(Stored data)
PR #199, opened 2018-10-10
Mixcloud bee

Horrendus:
MixcloudBee that can follow a Mixcloud user/feed and creates an event when a new CloudCast was uploaded

As it is one of my first serious go & beehive contributions I leave it atm as WIP for review. Please also review the new dependency https://github.com/Horrendus/go-mixcloud


muesli:
Nice work! The first thing that pops out when looking at go-mixcloud, is that you moved the actual code in a sub-dir (mixcloud) and separated the tests into their own package.

This can be done (especially if you want to write your tests like an external package user), but the common approach is to move them along side the actual code (so you would have `somefile.go` and `somefile_test.go`. That way godoc can also extract examples from your docs.

Either way, I'd recommend moving the actual code directly into the go-mixcloud directory. Each Go package is only composed of one directory, so a subdirectory `tests` wouldn't mess things up.

Horrendus:
I think I applied all your review comments on go-mixcloud, the mixcloud bee is not yet updated (need to read about go modules :) ).

For further review of the dependency I opened this issue here: https://github.com/Horrendus/go-mixcloud/issues/1

Further review of the mixcloud bee should of course still be done here once I updated it ;)

muesli:
The good news is: Go modules doesn't change much for you right now.

Make sure to use Go 1.11+, and either set GO111MODULE=on, or compile beehive outside your $GOPATH. This will activate Go modules support. Now, if you import go-mixcloud as a dependency in your bee, Go will automatically detect that and update the go.mod file for you. Make sure to include the changes to that file in your pull request.

"The go command resolves imports by using the specific dependency module versions listed in go.mod. When it encounters an import of a package not provided by any module in go.mod, the go command automatically looks up the module containing that package and adds it to go.mod, using the latest version"

bees/mixcloudbee/mixcloudbee.go
```diff
@@ -0,0 +1,124 @@
...
+						Value: cloudcast.URL,
+					},
+					{
+						Name:  "slug",
+						Type:  "string",
+						Value: cloudcast.Slug,
+					},
+				},
+			}
+			mod.Logln("Event new_cloudcast", newCloudcastEvent)
```
muesli: I'd refrain from printing this out manually here, as every occurring event will eventually be printed out to stdout regardless.

bees/mixcloudbee/mixcloudbee.go
```diff
@@ -0,0 +1,124 @@
...
+			mod.eventChan <- newCloudcastEvent
+		}
+		time.Sleep(25 * time.Second)
```
muesli: Any good reason to do this every 25 seconds? :smile:

muesli:
Looking good!

bees/mixcloudbee/mixcloudbee.go
Horrendus: Yeah to continuosly get new CloudCasts that might have been added later, but I guess that should/could be done by a CronBee in Front of it :)

Then I guess it would just need to persist the lastUpdate and have an option "sinceLastUpdateOnly" in case the user wants to ignore the lastUpdate value.

Horrendus:
The Bee no longer sleeps, it now has an action "pollFeed" that can be triggered by e.g. a CronBee. Not fully sure if I correctly did the options part of the action (Action shouldnt have any option).

bees/mixcloudbee/mixcloudbee.go
```diff
@@ -0,0 +1,133 @@
...
+
+	client     *mixcloud.Client
+	lastUpdate time.Time
+
+	eventChan chan bees.Event
+}
+
+// Poll a Mixcloud Cloudcasts feed
+func (mod *MixcloudBee) pollFeed(feed string) {
+	mod.Logln("Parsing feed")
```
CalmBit: A _bit_ nitpicky, but this logging statement could probably be better served with a mod.LogDebugf or similar, as to not clutter the main output. @muesli can confirm whether or not I'm right in making this assessment 😄

bees/mixcloudbee/mixcloudbee.go
```diff
@@ -0,0 +1,133 @@
...
+	var allCloudcastsData []mixcloud.CloudcastData
+	var opt mixcloud.ListOptions
+	opt.Since = mod.lastUpdate
+	opt.Until = time.Now()
+	mod.lastUpdate = opt.Until
+	mod.Logln("Since", opt.Since, "Until", opt.Until)
```
CalmBit: Ditto here 😄

Horrendus:
@CalmBit: Thanks for the suggestions!

bees/mixcloudbee/mixcloudbee.go
```diff
@@ -0,0 +1,133 @@
...
+	}
+
+	return outs
+}
+
+// Run executes the Bee's event loop.
+func (mod *MixcloudBee) Run(cin chan bees.Event) {
+	mod.eventChan = cin
+
+	time.Sleep(10 * time.Second)
```
muesli: We can remove this line now :smile:

bees/mixcloudbee/mixcloudbee.go
```diff
@@ -0,0 +1,133 @@
...
+		mod.eventChan <- newCloudcastEvent
+	}
+}
+
+// Action triggers the action passed to it.
+func (mod *MixcloudBee) Action(action bees.Action) []bees.Placeholder {
+	outs := []bees.Placeholder{}
+
+	switch action.Name {
+	case "pollFeed":
```
muesli: Let's stick with the scheme here and call it `poll_feed`.

bees/mixcloudbee/mixcloudbeefactory.go
```diff
@@ -0,0 +1,127 @@
...
+	}
+	return events
+}
+
+// Actions describes the available actions provided by this Bee.
+func (factory *MixcloudBeeFactory) Actions() []bees.ActionDescriptor {
+	actions := []bees.ActionDescriptor{
+		{
+			Namespace:   factory.Name(),
+			Name:        "pollFeed",
```
muesli: Let's stick with the scheme here and call it `poll_feed`.

muesli:
LGTM! Just waiting for TravisCI to finish.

**The problem**: Keeping every line exactly as it is, retype the entries shown above.

**Exercise result**:
PR #199, opened 2018-10-10
Mixcloud bee

Horrendus:
MixcloudBee that can follow a Mixcloud user/feed and creates an event when a new CloudCast was uploaded

As it is one of my first serious go & beehive contributions I leave it atm as WIP for review. Please also review the new dependency https://github.com/Horrendus/go-mixcloud


muesli:
Nice work! The first thing that pops out when looking at go-mixcloud, is that you moved the actual code in a sub-dir (mixcloud) and separated the tests into their own package.

This can be done (especially if you want to write your tests like an external package user), but the common approach is to move them along side the actual code (so you would have `somefile.go` and `somefile_test.go`. That way godoc can also extract examples from your docs.

Either way, I'd recommend moving the actual code directly into the go-mixcloud directory. Each Go package is only composed of one directory, so a subdirectory `tests` wouldn't mess things up.

Horrendus:
I think I applied all your review comments on go-mixcloud, the mixcloud bee is not yet updated (need to read about go modules :) ).

For further review of the dependency I opened this issue here: https://github.com/Horrendus/go-mixcloud/issues/1

Further review of the mixcloud bee should of course still be done here once I updated it ;)

muesli:
The good news is: Go modules doesn't change much for you right now.

Make sure to use Go 1.11+, and either set GO111MODULE=on, or compile beehive outside your $GOPATH. This will activate Go modules support. Now, if you import go-mixcloud as a dependency in your bee, Go will automatically detect that and update the go.mod file for you. Make sure to include the changes to that file in your pull request.

"The go command resolves imports by using the specific dependency module versions listed in go.mod. When it encounters an import of a package not provided by any module in go.mod, the go command automatically looks up the module containing that package and adds it to go.mod, using the latest version"

bees/mixcloudbee/mixcloudbee.go
```diff
@@ -0,0 +1,124 @@
...
+						Value: cloudcast.URL,
+					},
+					{
+						Name:  "slug",
+						Type:  "string",
+						Value: cloudcast.Slug,
+					},
+				},
+			}
+			mod.Logln("Event new_cloudcast", newCloudcastEvent)
```
muesli: I'd refrain from printing this out manually here, as every occurring event will eventually be printed out to stdout regardless.

bees/mixcloudbee/mixcloudbee.go
```diff
@@ -0,0 +1,124 @@
...
+			mod.eventChan <- newCloudcastEvent
+		}
+		time.Sleep(25 * time.Second)
```
muesli: Any good reason to do this every 25 seconds? :smile:

muesli:
Looking good!

bees/mixcloudbee/mixcloudbee.go
Horrendus: Yeah to continuosly get new CloudCasts that might have been added later, but I guess that should/could be done by a CronBee in Front of it :)

Then I guess it would just need to persist the lastUpdate and have an option "sinceLastUpdateOnly" in case the user wants to ignore the lastUpdate value.

Horrendus:
The Bee no longer sleeps, it now has an action "pollFeed" that can be triggered by e.g. a CronBee. Not fully sure if I correctly did the options part of the action (Action shouldnt have any option).

bees/mixcloudbee/mixcloudbee.go
```diff
@@ -0,0 +1,133 @@
...
+
+	client     *mixcloud.Client
+	lastUpdate time.Time
+
+	eventChan chan bees.Event
+}
+
+// Poll a Mixcloud Cloudcasts feed
+func (mod *MixcloudBee) pollFeed(feed string) {
+	mod.Logln("Parsing feed")
```
CalmBit: A _bit_ nitpicky, but this logging statement could probably be better served with a mod.LogDebugf or similar, as to not clutter the main output. @muesli can confirm whether or not I'm right in making this assessment 😄

bees/mixcloudbee/mixcloudbee.go
```diff
@@ -0,0 +1,133 @@
...
+	var allCloudcastsData []mixcloud.CloudcastData
+	var opt mixcloud.ListOptions
+	opt.Since = mod.lastUpdate
+	opt.Until = time.Now()
+	mod.lastUpdate = opt.Until
+	mod.Logln("Since", opt.Since, "Until", opt.Until)
```
CalmBit: Ditto here 😄

Horrendus:
@CalmBit: Thanks for the suggestions!

bees/mixcloudbee/mixcloudbee.go
```diff
@@ -0,0 +1,133 @@
...
+	}
+
+	return outs
+}
+
+// Run executes the Bee's event loop.
+func (mod *MixcloudBee) Run(cin chan bees.Event) {
+	mod.eventChan = cin
+
+	time.Sleep(10 * time.Second)
```
muesli: We can remove this line now :smile:

bees/mixcloudbee/mixcloudbee.go
```diff
@@ -0,0 +1,133 @@
...
+		mod.eventChan <- newCloudcastEvent
+	}
+}
+
+// Action triggers the action passed to it.
+func (mod *MixcloudBee) Action(action bees.Action) []bees.Placeholder {
+	outs := []bees.Placeholder{}
+
+	switch action.Name {
+	case "pollFeed":
```
muesli: Let's stick with the scheme here and call it `poll_feed`.

bees/mixcloudbee/mixcloudbeefactory.go
```diff
@@ -0,0 +1,127 @@
...
+	}
+	return events
+}
+
+// Actions describes the available actions provided by this Bee.
+func (factory *MixcloudBeeFactory) Actions() []bees.ActionDescriptor {
+	actions := []bees.ActionDescriptor{
+		{
+			Namespace:   factory.Name(),
+			Name:        "pollFeed",
```
muesli: Let's stick with the scheme here and call it `poll_feed`.

muesli:
LGTM! Just waiting for TravisCI to finish.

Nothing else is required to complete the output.